- Born: Frederick John Cheesman 24 November 1937 Blackhill, Consett, Durham, England
- Died: 13 January 2014 (aged 76) Newcastle, England
- Genres: Rock and roll, rockabilly, country
- Occupations: Singer-songwriter, musician
- Instrument(s): Vocals, guitar, piano
- Years active: 1959–2002

= Freddie "Fingers" Lee =

Freddie "Fingers" Lee (born Frederick John Cheesman; 24 November 1937 – 13 January 2014) was a British singer, guitarist and pianist. His repertoire ranged from rock and roll, rockabilly and country music. He was known for his wild antics on stage, which sometimes included destroying a piano with an axe or chainsaw.

==Biography==
Born in Consett, Durham in 1937, Lee lost his right eye following an accident with a dart thrown by his father. He would later sometimes cover this eye with a pirate patch. Working as a scaffolder in London in the mid-1950s he taught himself to play his landlady's piano.

His music career began in the late 1950s as the guitarist of a skiffle band. His music direction was influenced by Jerry Lee Lewis and he later said, "when I was a child I was impressed by Winifred Atwell who played piano and I did not think we could play this instrument as did Jerry Lee Lewis." He then joined Screaming Lord Sutch as pianist beside the young Ritchie Blackmore on guitar.
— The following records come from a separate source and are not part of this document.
PR #7552, opened 2022-08-15
Replace `connect` with hooks in 3 components

Andarist:
I was playing with https://github.com/reduxjs/react-redux/issues/1940 and I've started looking into the codebase here. Since I've never actually used "modern Redux" in an app I've figured out that it would be a nice exercise to migrate a few components to hooks.

Feel free to do whatever u want with this PR 😉 cc @markerikson

### DIFF
--- a/src/ui/components/shared/WorkspaceSettingsModal/WorkspaceSettingsModal.tsx
+++ b/src/ui/components/shared/WorkspaceSettingsModal/WorkspaceSettingsModal.tsx
@@ -1,9 +1,8 @@
-import React, { ChangeEvent, useEffect, useState } from "react";
-import { connect, ConnectedProps } from "react-redux";
+import React, { ChangeEvent, useState } from "react";
 import * as actions from "ui/actions/app";
 import hooks from "ui/hooks";
+import { useAppSelector, useAppDispatch } from "ui/setup/hooks";
 import * as selectors from "ui/reducers/app";
-import { UIState } from "ui/state";
 import { WorkspaceUser } from "ui/types";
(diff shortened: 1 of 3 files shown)


src/ui/components/shared/WorkspaceSettingsModal/WorkspaceSettingsModal.tsx
```diff
@@ -221,24 +220,24 @@ const settings: Settings<
...
   const { userId: localUserId } = hooks.useGetUserId();
 
-  useEffect(() => {
-    if (view) {
-      const views: Record<string, string> = {
-        billing: "Billing",
-        members: "Team Members",
-        api: "API Keys",
-      };
-      setTab(views[view]);
```
Andarist, line 238: This was trying to derive the local state from the selected state - so I've just refactored this to use the actual selected state right from the start

src/ui/components/shared/WorkspaceSettingsModal/WorkspaceSettingsModal.tsx
```diff
@@ -130,7 +129,6 @@ const settings: Settings<
     settings?: any;
     isAdmin: boolean;
     workspaceId: string;
-    hideModal: PropsFromRedux["hideModal"];
```
Andarist, line 133: If I read this correctly... only `TeamMembers` were actually using `hideModal` so I've just moved it directly to it and cleaned this up from the parent components

markerikson:
Thanks! I'll merge this probably early next week

PR #7556, opened 2022-08-15
Migrate Scopes and Frames components and logic to TS

markerikson:
This PR:

- Migrates all of the "Scopes" and "Frames components and logic to TS
- Removes a couple uses of `_.find` and replaces them with `Array.find`


markerikson:
Not sure what's up with that failing `highlighter` test. It says it's stuck waiting for the highlighter overlay to be in the DOM, but I can see that on the preview branch highlighting definitely works when hovering over nodes in the "Elements" panel and the "Breadcrumbs" section.

PR #7559, opened 2022-08-15
Nuke even more dead code

markerikson:
This PR:

- Nukes a ton more dead code in various util files


src/devtools/shared/contextmenu.js
```diff
@@ -10,55 +10,6 @@ function inToolbox() {
   }
 }
```
jasonLaster, line 11: surprised we can't kill this entire file

jasonLaster (approved):

src/devtools/shared/contextmenu.js
markerikson: It's still being used in a couple places when I checked

PR #7566, opened 2022-08-17
Improve object pre-caching for legacy and new architecture interop

bvaughn:
This commit addresses some cases where we were _missing_ some pre-cached data thanks to timing (the connector being further down inside of the tree and subscribing inside of a passive effect).

It also fixes a possible issue where our _data cloning_ (something we have to do because of `ValueFront` mutations) wasn't properly handling circular references for values like `Pause`.


packages/protocol/thread/pause.ts
```diff
@@ -211,6 +207,15 @@ export class Pause {
...
     datas.forEach(d => this._updateDataFronts(d));
+
+    const pauseId = this.pauseId!;
+    const point = this.point!;
+
+    if (pauseDataHandlers.length > 0) {
+      datas.forEach(data => {
+        pauseDataHandlers.forEach(handler => handler(pauseId, point, data));
+      });
+    }
```
bvaughn, line 218: This (`addData`) is a better place to call pre-cache because more places may call this than just the `create` and `instantiate` methods.

pages/recording/[[...id]].tsx
```diff
@@ -185,6 +184,7 @@ function RecordingPage({
     return (
       <>
         {head}
+        <ObjectPreviewSuspenseCacheAdapter />
```
Comment (bvaughn) [inline pages/recording/[[...id]].tsx:187]: Feels goofy to have to hoist this component all the way to the top of the page. We could probably get away with moving it _a little lower_ but I don't want to miss values. Alternately we could move it outside of React entirely and into our module initialization path.

src/devtools/client/debugger/src/components/SecondaryPanes/ObjectPreviewSuspenseCacheAdapter.tsx
```diff
@@ -21,7 +36,9 @@ export default function ObjectPreviewSuspenseCacheAdapter() {
       if (objects) {
         // Be sure to clone object data before pre-caching it.
         // Otherwise ValueFronts might deeply mutate it and change its structure.
-        preCacheObjects(pauseId, JSON.parse(JSON.stringify(objects)));
+        // Because object data may contain circular references, we need to also filter out empty entries.
+        const cloned = JSON.parse(JSON.stringify(objects, createReplacer())).filter(Boolean);
+        preCacheObjects(pauseId, cloned);
```
bvaughn, line 41: This is gross. I wish we didn't have to be so heavy handed, but `ValueFront` sucks.

jasonLaster: This is one of the grossest things i've seen in awhile. Can't remember the last time I used the 2nd param to `stringify`

bvaughn: I can 🤓 

https://github.com/replayio/devtools/blob/127c09c5dfb1c2989d1d2522bf2bc7b83cd4bcc3/packages/shared/client/encoder.ts#L13-L27

jasonLaster: oh god - you are the replacer!

packages/protocol/thread/pause.ts
```diff
@@ -209,6 +205,17 @@ export class Pause {
...
+    const pauseId = this.pauseId!;
+    const point = this.point!;
+
+    // Event handlers must be called before processing the data.
+    // Calling _updateDataFronts() will add ValueFronts and mutate the underlying data.
+    if (pauseDataHandlers.length > 0) {
+      datas.forEach(data => {
+        pauseDataHandlers.forEach(handler => handler(pauseId, point, data));
+      });
+    }
```
bvaughn, line 217: This (`addData`) is a better place to call pre-cache because more places may call this than just the `create` and `instantiate` methods.

src/devtools/client/debugger/src/components/SecondaryPanes/ObjectPreviewSuspenseCacheAdapter.tsx
```diff
@@ -2,16 +2,31 @@ import { preCacheObjects } from "@bvaughn/src/suspense/ObjectPreviews";
...
+  return function replacer(_: string, value: any): any {
+    if (typeof value === "object" && value !== null) {
+      if (cache.has(value)) {
+        return undefined;
+      }
+      cache.add(value);
+    }
+    return value;
+  };
+}
```
bvaughn, line 19: We need to **deeply** clone data because of `ValueFront` mutations (😔) so `JSON.stringify` can be helpful. Our data _might_ have circular references though, so we need this replacer.

**TODO** Verify if this is still the case or if it was only because of the `ValueFront` mutations.

packages/bvaughn-architecture-demo/components/inspector/useClientValue.ts
```diff
@@ -1,11 +1,24 @@
...
+  const client = useContext(ReplayClientContext);
+
+  const objectId = protocolValue.object;
+  if (objectId != null && getObject(pauseId, objectId) === null) {
+    // If we are converting an object value, protocolValueToClientValue() will require preview data.
+    // Typically we will have already cached this data from a previous request.
+    // There may be edge cases where this is not true though (see BAC-2095).
+    // As a workaround, just-in-time fetch the data before calling protocolValueToClientValue().
+    getObjectWithPreview(client, pauseId, objectId);
+  }
```
bvaughn, line 20: This is unfortunate but seems to be necessary (at least for now, see BAC-2095)

src/devtools/client/debugger/src/components/SecondaryPanes/ObjectPreviewSuspenseCacheAdapter.tsx
bvaughn: I think this is safe to remove now actually.

bvaughn:
Mark and I did a verbal review of this while on Hangouts so I'm going to land it once CI is happy.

He then toured with Eden Kane, Cliff Richard and Marty Wilde.

In 1960 he became the guitarist for the Screaming Lord Sutch and the Savages - it was Sutch who gave him his nickname - but moved to piano after Ritchie Blackmore joined the band. He often wore an eye patch over his right eye.

In the 1960s, Lee made many tours across Europe. Playing in the Star-Club in Hamburg, he met the Beatles and later said, "I am from the same background as them, the working class with the same ideal." He also played with many of his heroes including Jerry Lee Lewis, Chuck Berry, Little Richard, Gene Vincent and the Crickets.

Forming his own band in 1965, an early member was Ian Hunter, later to form Mott The Hoople. He released the singles "The Friendly Undertaker" (1965) and "Bossy Boss" (1966). His stage antics continued - with pianos destroyed with chainsaws and explosives.

In 1978 Lee joined Jack Good's revival of his successful 1950s show Oh Boy!. It was during this show that Lee took to wearing an eye patch. Lee was a notable performer on the show and made a star of Shakin' Stevens. Lee also released two albums, Freddie Fingers Lee (1978) and Ol' One-Eye's Back (1979). Lee appeared in the 1980 film Blue Suede Shoes which detailed the revival of 1950s rock 'n' roll music scene at the time. He destroys a piano at the end of his song with an axe.

Throughout the 1980s, 1990s and early 2000s Lee made many appearances at rock and roll clubs and festivals and played extensively across Europe. He suffered two strokes in 2002 and 2006 which ended his stage career.

==Death==
Forced to retire from live stage appearance, Lee died on 13 January 2014 at the age of 76 from pneumonia in Newcastle, England.